■ Exercise: Below are records. Copy every line with "reads" in it.
Source data section start
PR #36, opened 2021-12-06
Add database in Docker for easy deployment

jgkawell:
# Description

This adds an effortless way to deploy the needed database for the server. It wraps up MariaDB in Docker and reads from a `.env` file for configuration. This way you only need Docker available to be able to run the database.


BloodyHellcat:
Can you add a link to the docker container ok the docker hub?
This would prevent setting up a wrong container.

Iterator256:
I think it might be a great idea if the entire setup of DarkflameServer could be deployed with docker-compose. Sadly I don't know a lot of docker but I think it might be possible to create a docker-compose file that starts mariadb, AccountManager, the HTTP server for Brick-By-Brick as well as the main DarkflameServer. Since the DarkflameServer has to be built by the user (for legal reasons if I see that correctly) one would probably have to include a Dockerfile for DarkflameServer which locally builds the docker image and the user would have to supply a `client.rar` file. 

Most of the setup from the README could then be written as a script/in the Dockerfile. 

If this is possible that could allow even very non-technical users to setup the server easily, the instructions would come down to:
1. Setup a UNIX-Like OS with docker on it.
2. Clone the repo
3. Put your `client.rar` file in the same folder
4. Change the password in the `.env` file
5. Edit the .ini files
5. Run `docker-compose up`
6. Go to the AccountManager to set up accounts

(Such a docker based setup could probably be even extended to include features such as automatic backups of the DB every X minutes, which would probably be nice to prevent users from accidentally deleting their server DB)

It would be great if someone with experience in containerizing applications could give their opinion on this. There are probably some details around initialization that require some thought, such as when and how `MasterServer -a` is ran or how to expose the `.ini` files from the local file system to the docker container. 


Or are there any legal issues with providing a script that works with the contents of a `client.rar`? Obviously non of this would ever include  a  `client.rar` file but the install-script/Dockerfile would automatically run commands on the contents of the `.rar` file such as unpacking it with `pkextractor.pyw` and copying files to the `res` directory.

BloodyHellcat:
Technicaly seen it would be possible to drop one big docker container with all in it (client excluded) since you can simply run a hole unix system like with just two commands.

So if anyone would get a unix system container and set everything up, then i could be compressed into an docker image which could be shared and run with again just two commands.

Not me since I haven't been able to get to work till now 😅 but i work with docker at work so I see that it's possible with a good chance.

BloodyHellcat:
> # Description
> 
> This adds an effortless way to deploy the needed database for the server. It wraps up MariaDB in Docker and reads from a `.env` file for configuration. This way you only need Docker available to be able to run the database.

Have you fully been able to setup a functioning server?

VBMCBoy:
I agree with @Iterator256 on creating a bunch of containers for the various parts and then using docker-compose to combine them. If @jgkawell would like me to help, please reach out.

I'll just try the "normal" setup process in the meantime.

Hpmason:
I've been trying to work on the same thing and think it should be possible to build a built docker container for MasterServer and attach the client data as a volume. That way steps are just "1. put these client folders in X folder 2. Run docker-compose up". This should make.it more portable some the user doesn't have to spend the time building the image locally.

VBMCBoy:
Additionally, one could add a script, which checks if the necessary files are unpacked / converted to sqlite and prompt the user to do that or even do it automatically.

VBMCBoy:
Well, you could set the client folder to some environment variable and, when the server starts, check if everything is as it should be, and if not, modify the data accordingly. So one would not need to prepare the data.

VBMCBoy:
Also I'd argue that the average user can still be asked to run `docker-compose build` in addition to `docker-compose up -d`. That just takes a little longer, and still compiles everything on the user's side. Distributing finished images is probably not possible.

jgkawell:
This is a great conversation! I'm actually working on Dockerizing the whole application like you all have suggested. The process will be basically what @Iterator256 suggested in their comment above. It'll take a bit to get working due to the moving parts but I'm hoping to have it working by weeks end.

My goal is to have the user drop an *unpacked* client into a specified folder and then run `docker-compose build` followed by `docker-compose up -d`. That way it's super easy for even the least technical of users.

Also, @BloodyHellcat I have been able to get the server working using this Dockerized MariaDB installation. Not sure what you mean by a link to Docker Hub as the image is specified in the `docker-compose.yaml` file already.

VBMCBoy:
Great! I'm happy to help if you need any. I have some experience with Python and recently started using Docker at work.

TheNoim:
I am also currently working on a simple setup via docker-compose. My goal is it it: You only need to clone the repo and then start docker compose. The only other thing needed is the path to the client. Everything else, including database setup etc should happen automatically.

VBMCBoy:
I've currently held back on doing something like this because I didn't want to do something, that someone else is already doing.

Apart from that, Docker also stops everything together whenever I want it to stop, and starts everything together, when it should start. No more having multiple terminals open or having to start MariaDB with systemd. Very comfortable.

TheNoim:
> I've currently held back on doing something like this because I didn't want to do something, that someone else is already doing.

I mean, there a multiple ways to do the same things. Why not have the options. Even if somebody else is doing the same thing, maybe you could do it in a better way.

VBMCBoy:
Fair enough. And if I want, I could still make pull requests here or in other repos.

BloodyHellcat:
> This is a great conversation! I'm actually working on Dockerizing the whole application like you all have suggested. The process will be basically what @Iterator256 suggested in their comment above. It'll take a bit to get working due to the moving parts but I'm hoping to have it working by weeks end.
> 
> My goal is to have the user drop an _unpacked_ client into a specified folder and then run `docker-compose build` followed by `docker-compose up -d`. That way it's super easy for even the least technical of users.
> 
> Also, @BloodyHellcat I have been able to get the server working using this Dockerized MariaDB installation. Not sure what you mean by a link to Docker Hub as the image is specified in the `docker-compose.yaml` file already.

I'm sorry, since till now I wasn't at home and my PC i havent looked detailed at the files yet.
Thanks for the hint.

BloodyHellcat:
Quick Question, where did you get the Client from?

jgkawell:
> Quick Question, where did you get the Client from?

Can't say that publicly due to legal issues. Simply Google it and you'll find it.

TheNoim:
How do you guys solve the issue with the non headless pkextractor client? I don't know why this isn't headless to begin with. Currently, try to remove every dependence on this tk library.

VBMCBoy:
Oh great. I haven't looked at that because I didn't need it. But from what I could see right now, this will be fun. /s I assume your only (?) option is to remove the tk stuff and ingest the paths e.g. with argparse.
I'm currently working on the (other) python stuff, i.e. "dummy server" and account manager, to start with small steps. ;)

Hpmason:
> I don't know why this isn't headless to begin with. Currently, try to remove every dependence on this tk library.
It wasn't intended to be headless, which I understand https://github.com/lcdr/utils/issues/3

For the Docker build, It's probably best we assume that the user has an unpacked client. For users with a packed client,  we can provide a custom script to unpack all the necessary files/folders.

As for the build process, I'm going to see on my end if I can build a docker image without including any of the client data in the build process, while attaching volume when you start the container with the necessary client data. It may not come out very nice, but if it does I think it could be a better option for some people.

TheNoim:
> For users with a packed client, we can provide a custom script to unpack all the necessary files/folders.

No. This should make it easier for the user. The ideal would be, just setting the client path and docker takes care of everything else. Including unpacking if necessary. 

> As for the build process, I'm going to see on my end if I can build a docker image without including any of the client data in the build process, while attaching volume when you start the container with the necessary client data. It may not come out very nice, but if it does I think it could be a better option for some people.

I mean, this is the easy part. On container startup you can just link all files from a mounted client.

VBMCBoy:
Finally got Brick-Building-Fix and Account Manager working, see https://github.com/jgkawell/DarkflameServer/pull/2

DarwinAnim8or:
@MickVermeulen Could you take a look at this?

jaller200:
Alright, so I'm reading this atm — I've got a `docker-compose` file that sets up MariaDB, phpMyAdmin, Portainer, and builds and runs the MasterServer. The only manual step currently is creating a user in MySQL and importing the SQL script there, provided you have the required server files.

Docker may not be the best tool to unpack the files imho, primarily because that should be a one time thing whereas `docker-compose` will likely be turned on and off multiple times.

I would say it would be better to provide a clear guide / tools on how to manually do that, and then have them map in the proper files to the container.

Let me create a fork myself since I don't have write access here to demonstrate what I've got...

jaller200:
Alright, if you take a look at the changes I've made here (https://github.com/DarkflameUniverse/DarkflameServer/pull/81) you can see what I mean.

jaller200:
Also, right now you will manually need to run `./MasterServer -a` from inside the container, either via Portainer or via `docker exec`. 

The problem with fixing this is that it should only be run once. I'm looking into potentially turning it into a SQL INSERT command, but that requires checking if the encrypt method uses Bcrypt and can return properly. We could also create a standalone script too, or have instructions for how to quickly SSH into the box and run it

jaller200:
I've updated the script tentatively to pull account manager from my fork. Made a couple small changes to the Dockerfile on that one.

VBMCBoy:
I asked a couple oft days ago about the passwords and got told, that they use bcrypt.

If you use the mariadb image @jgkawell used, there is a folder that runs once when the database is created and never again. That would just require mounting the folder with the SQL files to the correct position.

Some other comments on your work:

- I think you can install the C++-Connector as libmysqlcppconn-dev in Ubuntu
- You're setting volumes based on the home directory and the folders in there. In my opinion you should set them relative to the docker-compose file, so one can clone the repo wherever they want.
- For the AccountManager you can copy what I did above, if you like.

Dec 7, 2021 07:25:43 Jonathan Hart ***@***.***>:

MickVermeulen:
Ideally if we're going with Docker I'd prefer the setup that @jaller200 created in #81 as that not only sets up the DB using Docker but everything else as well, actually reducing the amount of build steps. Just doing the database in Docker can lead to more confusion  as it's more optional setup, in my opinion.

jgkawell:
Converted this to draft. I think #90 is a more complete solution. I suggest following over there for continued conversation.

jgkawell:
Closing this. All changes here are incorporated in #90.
Source data section end
Source data section start
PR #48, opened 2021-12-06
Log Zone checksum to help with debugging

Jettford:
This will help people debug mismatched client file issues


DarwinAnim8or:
Source data section end
■ Exercise output:
This adds an effortless way to deploy the needed database for the server. It wraps up MariaDB in Docker and reads from a `.env` file for configuration. This way you only need Docker available to be able to run the database.
> This adds an effortless way to deploy the needed database for the server. It wraps up MariaDB in Docker and reads from a `.env` file for configuration. This way you only need Docker available to be able to run the database.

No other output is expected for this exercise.